[Start of Attachment]

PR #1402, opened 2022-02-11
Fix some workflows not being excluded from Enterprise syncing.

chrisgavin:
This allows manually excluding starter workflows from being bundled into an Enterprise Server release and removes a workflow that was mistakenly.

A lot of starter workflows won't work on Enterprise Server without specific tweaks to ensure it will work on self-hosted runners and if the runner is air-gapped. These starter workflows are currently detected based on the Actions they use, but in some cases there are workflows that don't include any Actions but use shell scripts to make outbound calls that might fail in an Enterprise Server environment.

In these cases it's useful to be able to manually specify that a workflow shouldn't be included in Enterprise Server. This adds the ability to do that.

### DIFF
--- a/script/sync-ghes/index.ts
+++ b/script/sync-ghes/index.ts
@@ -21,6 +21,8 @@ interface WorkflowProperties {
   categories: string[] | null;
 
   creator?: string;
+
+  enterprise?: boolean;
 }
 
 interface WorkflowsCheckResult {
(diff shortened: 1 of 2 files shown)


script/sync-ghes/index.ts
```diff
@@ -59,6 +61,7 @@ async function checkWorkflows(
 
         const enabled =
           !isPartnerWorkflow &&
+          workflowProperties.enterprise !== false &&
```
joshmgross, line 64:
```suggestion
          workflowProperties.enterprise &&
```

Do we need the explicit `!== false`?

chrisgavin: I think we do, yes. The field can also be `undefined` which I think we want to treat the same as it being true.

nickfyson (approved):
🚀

[End of Attachment]
[Start of Attachment]

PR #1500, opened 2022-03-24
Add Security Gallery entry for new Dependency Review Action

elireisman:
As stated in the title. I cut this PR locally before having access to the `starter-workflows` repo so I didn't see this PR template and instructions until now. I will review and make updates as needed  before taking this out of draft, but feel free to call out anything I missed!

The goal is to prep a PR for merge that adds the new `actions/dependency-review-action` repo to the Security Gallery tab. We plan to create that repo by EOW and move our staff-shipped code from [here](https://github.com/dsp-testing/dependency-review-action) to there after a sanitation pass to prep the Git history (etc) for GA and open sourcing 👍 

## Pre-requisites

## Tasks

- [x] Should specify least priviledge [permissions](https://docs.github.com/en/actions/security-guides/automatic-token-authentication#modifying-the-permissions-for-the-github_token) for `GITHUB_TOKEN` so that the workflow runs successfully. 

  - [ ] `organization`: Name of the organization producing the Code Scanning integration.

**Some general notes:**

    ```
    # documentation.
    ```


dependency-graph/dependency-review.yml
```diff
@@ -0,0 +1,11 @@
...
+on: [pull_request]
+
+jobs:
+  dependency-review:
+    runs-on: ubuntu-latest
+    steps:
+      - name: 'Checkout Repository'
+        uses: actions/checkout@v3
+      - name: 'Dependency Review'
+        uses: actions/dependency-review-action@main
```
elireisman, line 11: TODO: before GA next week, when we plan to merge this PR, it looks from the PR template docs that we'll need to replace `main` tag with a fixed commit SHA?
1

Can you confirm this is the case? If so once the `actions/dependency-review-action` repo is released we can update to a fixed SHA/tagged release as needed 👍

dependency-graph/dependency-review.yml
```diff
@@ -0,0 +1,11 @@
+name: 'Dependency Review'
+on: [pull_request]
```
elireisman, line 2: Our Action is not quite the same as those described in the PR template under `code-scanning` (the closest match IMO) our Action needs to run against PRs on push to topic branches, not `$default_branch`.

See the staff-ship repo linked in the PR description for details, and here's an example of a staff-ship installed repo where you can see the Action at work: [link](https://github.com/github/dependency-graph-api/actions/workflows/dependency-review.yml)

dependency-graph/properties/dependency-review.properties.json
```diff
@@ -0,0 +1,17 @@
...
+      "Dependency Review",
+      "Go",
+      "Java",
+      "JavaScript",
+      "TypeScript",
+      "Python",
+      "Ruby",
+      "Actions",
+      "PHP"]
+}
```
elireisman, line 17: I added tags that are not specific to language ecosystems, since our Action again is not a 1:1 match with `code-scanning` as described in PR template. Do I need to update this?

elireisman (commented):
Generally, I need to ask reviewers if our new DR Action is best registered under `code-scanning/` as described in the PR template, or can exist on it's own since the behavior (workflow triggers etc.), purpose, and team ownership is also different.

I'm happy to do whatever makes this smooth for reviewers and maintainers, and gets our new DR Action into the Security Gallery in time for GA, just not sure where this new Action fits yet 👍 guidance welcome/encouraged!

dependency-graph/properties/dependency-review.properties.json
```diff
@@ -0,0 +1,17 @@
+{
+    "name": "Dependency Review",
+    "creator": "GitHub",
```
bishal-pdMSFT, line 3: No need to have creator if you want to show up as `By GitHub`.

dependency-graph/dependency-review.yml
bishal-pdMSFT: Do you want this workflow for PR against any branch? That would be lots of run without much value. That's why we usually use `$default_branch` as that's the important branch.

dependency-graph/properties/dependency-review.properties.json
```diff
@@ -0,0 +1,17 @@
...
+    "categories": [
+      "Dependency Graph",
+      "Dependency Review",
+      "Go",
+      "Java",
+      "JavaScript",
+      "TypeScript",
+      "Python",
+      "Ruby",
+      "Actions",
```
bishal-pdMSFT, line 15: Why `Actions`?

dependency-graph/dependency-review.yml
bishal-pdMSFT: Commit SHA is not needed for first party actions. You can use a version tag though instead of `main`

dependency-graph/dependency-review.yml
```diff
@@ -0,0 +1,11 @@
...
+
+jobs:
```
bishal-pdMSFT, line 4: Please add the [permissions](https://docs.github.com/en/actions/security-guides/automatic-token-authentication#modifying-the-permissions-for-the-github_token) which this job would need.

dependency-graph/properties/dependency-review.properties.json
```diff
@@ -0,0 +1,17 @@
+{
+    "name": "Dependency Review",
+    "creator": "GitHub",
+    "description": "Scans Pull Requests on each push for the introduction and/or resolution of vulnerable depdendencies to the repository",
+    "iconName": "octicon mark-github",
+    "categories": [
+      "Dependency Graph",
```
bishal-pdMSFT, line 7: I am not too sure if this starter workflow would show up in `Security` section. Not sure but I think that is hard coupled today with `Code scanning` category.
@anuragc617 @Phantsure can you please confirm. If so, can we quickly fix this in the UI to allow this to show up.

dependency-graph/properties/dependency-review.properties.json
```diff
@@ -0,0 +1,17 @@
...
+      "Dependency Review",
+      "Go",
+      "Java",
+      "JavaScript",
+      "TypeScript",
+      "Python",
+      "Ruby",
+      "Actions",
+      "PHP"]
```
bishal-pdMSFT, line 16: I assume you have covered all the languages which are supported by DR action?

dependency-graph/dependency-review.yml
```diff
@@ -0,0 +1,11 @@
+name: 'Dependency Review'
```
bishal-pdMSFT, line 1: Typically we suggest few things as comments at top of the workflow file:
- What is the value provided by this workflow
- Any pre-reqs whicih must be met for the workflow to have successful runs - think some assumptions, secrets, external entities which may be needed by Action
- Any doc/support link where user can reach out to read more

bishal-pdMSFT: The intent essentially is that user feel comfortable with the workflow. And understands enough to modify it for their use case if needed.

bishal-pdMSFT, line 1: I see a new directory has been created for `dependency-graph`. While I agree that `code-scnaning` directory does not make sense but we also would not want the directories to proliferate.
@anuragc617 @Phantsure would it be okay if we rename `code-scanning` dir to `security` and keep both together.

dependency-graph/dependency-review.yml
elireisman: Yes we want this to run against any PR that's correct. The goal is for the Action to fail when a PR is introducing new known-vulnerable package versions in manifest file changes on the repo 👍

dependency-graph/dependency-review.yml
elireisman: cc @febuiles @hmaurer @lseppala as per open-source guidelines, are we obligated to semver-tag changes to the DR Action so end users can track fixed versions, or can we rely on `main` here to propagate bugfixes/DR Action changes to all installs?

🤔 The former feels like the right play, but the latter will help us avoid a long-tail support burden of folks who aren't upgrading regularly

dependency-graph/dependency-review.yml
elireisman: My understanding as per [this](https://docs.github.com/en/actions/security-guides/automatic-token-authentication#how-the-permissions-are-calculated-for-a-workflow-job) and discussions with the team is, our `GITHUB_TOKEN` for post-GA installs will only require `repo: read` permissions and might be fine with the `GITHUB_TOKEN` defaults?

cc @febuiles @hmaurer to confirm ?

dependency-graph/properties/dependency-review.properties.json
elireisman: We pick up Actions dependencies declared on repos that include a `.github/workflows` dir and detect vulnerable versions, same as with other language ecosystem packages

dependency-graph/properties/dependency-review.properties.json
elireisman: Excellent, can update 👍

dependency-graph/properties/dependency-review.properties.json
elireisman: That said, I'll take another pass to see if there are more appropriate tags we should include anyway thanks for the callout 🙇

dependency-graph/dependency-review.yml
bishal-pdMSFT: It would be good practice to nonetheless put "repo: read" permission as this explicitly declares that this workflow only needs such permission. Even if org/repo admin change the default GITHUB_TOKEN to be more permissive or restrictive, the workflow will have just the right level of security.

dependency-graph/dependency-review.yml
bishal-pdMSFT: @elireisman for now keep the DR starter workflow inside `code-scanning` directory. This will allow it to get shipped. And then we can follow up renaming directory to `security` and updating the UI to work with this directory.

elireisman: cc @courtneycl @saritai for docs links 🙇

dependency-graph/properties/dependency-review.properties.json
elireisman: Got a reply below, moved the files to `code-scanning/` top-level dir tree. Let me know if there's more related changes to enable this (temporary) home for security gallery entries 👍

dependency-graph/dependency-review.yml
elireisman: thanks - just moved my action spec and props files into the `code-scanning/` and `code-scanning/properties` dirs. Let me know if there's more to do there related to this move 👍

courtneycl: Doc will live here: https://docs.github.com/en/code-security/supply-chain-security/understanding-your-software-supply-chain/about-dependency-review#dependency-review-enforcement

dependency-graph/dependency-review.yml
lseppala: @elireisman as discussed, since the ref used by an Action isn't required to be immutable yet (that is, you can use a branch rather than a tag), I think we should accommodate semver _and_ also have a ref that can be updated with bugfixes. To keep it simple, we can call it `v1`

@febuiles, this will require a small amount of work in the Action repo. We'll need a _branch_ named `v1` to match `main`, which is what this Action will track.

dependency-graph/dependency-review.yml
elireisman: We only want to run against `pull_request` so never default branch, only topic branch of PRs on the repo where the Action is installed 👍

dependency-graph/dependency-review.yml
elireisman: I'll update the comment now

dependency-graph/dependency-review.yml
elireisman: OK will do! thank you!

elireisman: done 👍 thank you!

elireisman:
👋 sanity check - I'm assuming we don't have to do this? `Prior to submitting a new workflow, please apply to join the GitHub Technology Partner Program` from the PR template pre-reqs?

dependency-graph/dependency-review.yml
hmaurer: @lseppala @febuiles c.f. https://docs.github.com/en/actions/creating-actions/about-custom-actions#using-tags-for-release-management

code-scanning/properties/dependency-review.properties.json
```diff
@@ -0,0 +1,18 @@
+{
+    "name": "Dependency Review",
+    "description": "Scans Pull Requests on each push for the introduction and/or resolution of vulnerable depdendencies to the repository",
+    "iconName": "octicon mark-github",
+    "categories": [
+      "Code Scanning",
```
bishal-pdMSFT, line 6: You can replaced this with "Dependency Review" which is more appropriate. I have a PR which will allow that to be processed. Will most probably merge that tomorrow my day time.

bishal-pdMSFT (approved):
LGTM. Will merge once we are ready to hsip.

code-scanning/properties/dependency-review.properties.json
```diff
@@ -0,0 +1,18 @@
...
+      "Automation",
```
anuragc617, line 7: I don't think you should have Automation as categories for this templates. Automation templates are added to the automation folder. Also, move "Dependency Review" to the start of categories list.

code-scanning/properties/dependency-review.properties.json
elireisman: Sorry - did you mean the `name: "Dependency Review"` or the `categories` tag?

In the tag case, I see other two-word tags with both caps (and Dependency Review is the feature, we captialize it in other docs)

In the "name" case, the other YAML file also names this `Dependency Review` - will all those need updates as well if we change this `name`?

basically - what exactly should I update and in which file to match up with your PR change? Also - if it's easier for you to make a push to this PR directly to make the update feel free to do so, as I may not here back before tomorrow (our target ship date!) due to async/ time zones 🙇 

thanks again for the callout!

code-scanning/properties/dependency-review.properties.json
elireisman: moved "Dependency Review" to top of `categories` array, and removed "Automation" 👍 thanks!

[End of Attachment]

Each line that mentions the string "moved" must be copied from the listing.

elireisman: Got a reply below, moved the files to `code-scanning/` top-level dir tree. Let me know if there's more related changes to enable this (temporary) home for security gallery entries 👍
elireisman: thanks - just moved my action spec and props files into the `code-scanning/` and `code-scanning/properties` dirs. Let me know if there's more to do there related to this move 👍
elireisman: moved "Dependency Review" to top of `categories` array, and removed "Automation" 👍 thanks!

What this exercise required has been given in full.